Excerpts from a dataset
PR #1486, opened 2020-08-11
feat(CardRangePicker): allow for custom time range options

### LINKED ISSUE #1485: [CardRangePicker] allow for custom time ranges
### Summary

It would be useful to be able to give custom time ranges in the CardRangePicker. For an example use case in Monitor, we need different time ranges for TimeSeriesCards when raw metric values are used so that we can have a smaller like Last 8 hours, Last 4 hours, Last 2 hours, Last hour

upcoming release?

September release

### Available extra resources

Will add myself

sstone2423:
Closes #1485 

**Summary**

- Allows the CardRangePicker to receive custom `timeRangeOptions`

- Added a new prop `timeRangeOptions` that is identical to the current implementation of the default options to Card, CardToolbar, and CardRangePicker (so that it can be passed all the way through)
- Moved the current default options to CardToolbar so they could get their default i18n labels and so that other components using CardToolbar can receive the same default options
- Updated tests to use the new prop
- Added a test to ensure the custom option does display
- Added a story for custom `timeRangeOptions`

- Go to Card / custom range selector story and see that the options are customizable with the knob

### DIFF
--- a/src/components/Card/CardToolbar.jsx
+++ b/src/components/Card/CardToolbar.jsx
@@ -1,4 +1,4 @@
-import React from 'react';
+import React, { useMemo } from 'react';
 import PropTypes from 'prop-types';
 import omit from 'lodash/omit';
 import { Close16, Popup16 } from '@carbon/icons-react';
@@ -6,6 +6,7 @@ import { OverflowMenu, OverflowMenuItem, Button } from 'carbon-components-react'
 import classnames from 'classnames';
 
 import { settings } from '../../constants/Settings';
+import { TimeRangeOptionsPropTypes } from '../../constants/CardPropTypes';
 import { CARD_ACTIONS } from '../../constants/LayoutConstants';
 
 import CardRangePicker, { CardRangePickerPropTypes } from './CardRangePicker';
@@ -35,15 +36,19 @@ const propTypes = {
   isExpanded: PropTypes.bool,
   className: PropTypes.string,
   ...omit(CardRangePickerPropTypes, 'onClose'),
-  /** Generates the available time range selection options */
-  timeRangeOptions: PropTypes.objectOf(PropTypes.string),
+  /** Generates the available time range selection options. Each option should include 'this' or 'last'.
+   * i.e. { thisWeek: 'This week', lastWeek: 'Last week'}
+   */
+  timeRangeOptions: TimeRangeOptionsPropTypes, // eslint-disable-line react/require-default-props
 };
+
 const defaultProps = {
   isEditable: false,
   isExpanded: false,
   className: null,
   timeRangeOptions: null,
 };
+
 const CardToolbar = ({
   i18n,
   width,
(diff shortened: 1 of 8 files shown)


src/constants/CardPropTypes.js
```diff
@@ -395,19 +395,10 @@ export const CardPropTypes = {
...
-    'thisWeek',
-    'thisMonth',
-    'thisQuarter',
-    'thisYear',
-    '',
-  ]),
+  /** Optional selected range to pass at the card level */
+  timeRange: PropTypes.string,
+  /** Generates the available time range selection options */
+  timeRangeOptions: PropTypes.objectOf(PropTypes.string),
```
tay1orjones, line 401: How does someone know what the intended format of these strings is?

src/components/Card/CardToolbar.jsx
```diff
@@ -48,9 +51,24 @@ const CardToolbar = ({
...
+    last24Hours: i18n.last24HoursLabel,
+    last7Days: i18n.last7DaysLabel,
+    lastMonth: i18n.lastMonthLabel,
+    lastQuarter: i18n.lastQuarterLabel,
+    lastYear: i18n.lastYearLabel,
+    thisWeek: i18n.thisWeekLabel,
+    thisMonth: i18n.thisMonthLabel,
+    thisQuarter: i18n.thisQuarterLabel,
+    thisYear: i18n.thisYearLabel,
+  };
```
tay1orjones, line 70: Should this be in a useEffect so it's updated if the i18n props change?

src/components/Card/CardToolbar.jsx
```diff
@@ -35,11 +35,14 @@ const propTypes = {
   isExpanded: PropTypes.bool,
   className: PropTypes.string,
   ...omit(CardRangePickerPropTypes, 'onClose'),
+  /** Generates the available time range selection options */
+  timeRangeOptions: PropTypes.objectOf(PropTypes.string),
```
tay1orjones, line 39: Should this be imported from the CardPropTypes so we use that proptypes definition abstraction everywhere?

src/components/Card/CardToolbar.jsx
sstone2423: Since its not in a hook, this should get re-called with any re-render, including a prop change. I could see the benefit of memoizing it maybe?

src/components/Card/CardToolbar.jsx
sstone2423: The problem here is that its required in CardRangePicker, but not required here or in Card

src/components/Card/CardToolbar.jsx
sstone2423: Or I should set these as the default i18n in CardRangePicker

src/components/Card/CardToolbar.jsx
tay1orjones: Ah 👍

src/components/Card/CardToolbar.jsx
sstone2423: Went ahead and memoized the defaults based off the i18n and timeRangeOptions prop

src/constants/CardPropTypes.js
sstone2423: Added more documentation and examples to the prop type definition

sstone2423:
Lets hold this. Need to test another scenario first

EXERCISE:
Wherever the word "release" appears in the records above, copy that line.

RESULT:
upcoming release?
September release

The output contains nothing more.